A VPN routes your internet data through an encrypted connection, which hides your activity from your ISP and makes it harder for spies and advertisers to track you online. IVPN is an affordable VPN with billing cycles as short as one week and as long as three years. Its app is simple (if a bit sparse), but it packs the most versatile multihop connection feature we’ve tested and uses the latest WireGuard technology. Most impressive is IVPN’s commitment to transparency and privacy, which more than outweighs the drawback of its comparably small server network. For all that and its affordable pricing, it’s an Editors’ Choice winner.
How Much Does IVPN Cost?
Not long ago, IVPN had the highest monthly fee of any service we had reviewed. The company has thankfully overhauled its pricing structure, and the result is more wallet-friendly. Its subscription system does reserve some features for more expensive tiers, but even those plans are affordable. IVPN is also one of the few VPNs to offer weekly subscriptions, which add flexibility and are useful for travelers.
The industry average for simultaneous VPN connections is five, so we used the Pro plan in our testing. While it’s the company’s priciest tier, it still compares favorably with the competition. The average monthly price of a VPN we’ve reviewed is $9.96, and the average annual cost is $71.31. In that light, the IVPN Pro plan is just under average for monthly costs but doesn’t discount its longer-term plans as heavily as others do.
IVPN’s VPN Protocols
Virtual Private Networking is not a new technology, and there are several different ways to set up a connection. We’re pleased to see that IVPN provides a useful primer on the difference between protocols. More companies should offer this sort of helpful guide to customers.
WireGuard is the new hotness for VPN protocols. This protocol is open source, meaning that it can be picked over for potential vulnerabilities. It also uses the latest encryption technology and is remarkably fast. OpenVPN, another open-source protocol, is still our preferred protocol, but WireGuard is likely to become a new standard.
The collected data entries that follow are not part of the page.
PR #728, opened 2025-12-08
MedLink Bounty

Rian354:
PR for MedLink bounty

Tests:
To run the MedLink unit tests, from the project root run:

pytest tests/core/test_medlink.py (locally, 3 passed & 1 warning)

Model Implementation:

- Implemented the MedLink retrieval model on top of the current BaseModel / dataset API.
- Added unit tests with small synthetic data for MedLink.
- Added a Jupyter notebook that trains and evaluates MedLink on the MIMIC-III demo dataset.

Additions to "pyhealth/models/medlink/model.py":

- BaseModel-compatible "MedLink" class that takes a task-generated dataset (e.g., "SampleDataset" from "set_task") and "feature_keys".
- Vocabulary construction from the underlying task dataset using "dataset.get_all_tokens(...)" for queries and documents.
- Query and corpus encoders ("encode_queries", "encode_corpus") that produce sparse multi-hot representations.
- BM25-style scoring in "compute_scores", compatible with the IR-format data produced by the MedLink utilities.
- Combined retrieval and prediction loss in forward / get_loss, returning a scalar loss for training.

Other changes:

- Extended SampleDataset w/ get_all_tokens(key: str) to collect unique tokens across samples, used by MedLink for vocabulary building.
- Implemented BM25 and IR helpers in the pyhealth.models.medlink package:
  - BM25Okapi
  - convert_to_ir_format, tvt_split
  - generate_candidates, filter_by_candidates
  - get_bm25_hard_negatives, get_train_dataloader, get_eval_dataloader
- Exported MedLink via pyhealth.models.__init__, so users can do:  from pyhealth.models import MedLink

Added examples/medlink_mimic3.ipynb, a runnable notebook that:

Loads the MIMIC-III demo dataset via MIMIC3Dataset.

Defines a patient linkage task to generate query–candidate pairs.

Uses the MedLink helpers to build IR-format data and PyTorch dataloaders.

Trains and evaluates MedLink and reports ranking metrics.

Locally ran:

examples/medlink_mimic3.ipynb runs end-to-end on the MIMIC-III demo dataset.

The notebook includes a note on how to run the MedLink unit tests from project root.

Files to review:

pyhealth/datasets/sample_dataset.py – SampleDataset.get_all_tokens helper for vocabulary construction.

pyhealth/models/medlink/model.py – core MedLink model implementation.

pyhealth/models/medlink/bm25.py – BM25Okapi implementation used in the retrieval pipeline.

pyhealth/models/medlink/utils.py – IR-format conversion, TVT split, candidate generation, dataloaders.

pyhealth/models/__init__.py – export of MedLink.

tests/core/test_medlink.py – synthetic unit tests for MedLink (forward pass, encoders, score shapes).

examples/medlink_mimic3.ipynb – Jupyter notebook for training and evaluating MedLink on the MIMIC-III demo dataset.


examples/medlink_mimic3.ipynb
jhnwu3, line 1: Some quick thoughts that:

- Can we move the medlink task into the pyhealth.tasks module too? I actually think it'd be really helpful also to further have detailed documentation surrounding the query/document identifiers. It'd be good to link it up with the original paper's task of mapping records to a master known patient record.

jhnwu3: It would also be nice to have it in the docs/ as that'll actually be a pretty nice to have for anyone working on record linkage problems.

pyhealth/models/medlink/model.py
jhnwu3, line 1: Can we also try to see if we can't build new processors here to pass to the MedLink model.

IVPN currently supports WireGuard and OpenVPN in its Android, iOS, Linux, macOS, and Windows apps. IVPN’s iOS app also supports the excellent IKEv2 protocol. Note that IVPN has open-sourced the code of its apps, and it has made its Android app available on the F-Droid open-source app repository.
IVPN Servers and Server Locations
IVPN provides servers in 44 locations across 31 countries. That’s well below the industry average of 51 countries. ExpressVPN has the most impressive roster of servers we’ve seen, offering them in 94 countries worldwide. A larger, more diverse collection of server locations gives customers more choices for location spoofing and means it’s easier to find a nearby server wherever you are.
Like most VPNs, IVPN ignores the continent of Africa. It does, however, offer one server in South America. We’d like to see IVPN work to expand its global footprint. IVPN has servers in Hong Kong but not in some of the regions known for repressive internet policies such as Russia, Turkey, and Viet Nam.
Virtual servers are software-defined servers hosted on a physical server that can run many virtual servers. Virtual locations can be configured to appear somewhere other than where they are physically located. Neither is necessarily problematic, but we prefer VPNs that make it clear where your information is headed. This is not an issue with IVPN. A company representative tells me that IVPN only uses “bare metal” (that is, not virtual) servers, and all of them are located exactly where they claim to be.
IVPN leases all its servers, but the company assures me they are rebuilt from scratch on installation and access requires hardware token authentication. Other companies tout their physical security as potential benefit. NordVPN and ExpressVPN, for example, eschew writing data to hard disks, eliminating opportunities for tampering.
Your Privacy With IVPN
The company says it does not log the content of your traffic, a connection timestamp, DNS requests, user bandwidth, or IP address. Thanks to its unusual Account ID system (more on this later), IVPN does not even need contact information—though providing it allows you to receive customer support. Anonymized crash logs are sent with user approval on desktop devices and can be opted out on mobile. That’s all excellent. In addition to confirming all this information, an IVPN representative stated further that the company does not sell any customer data.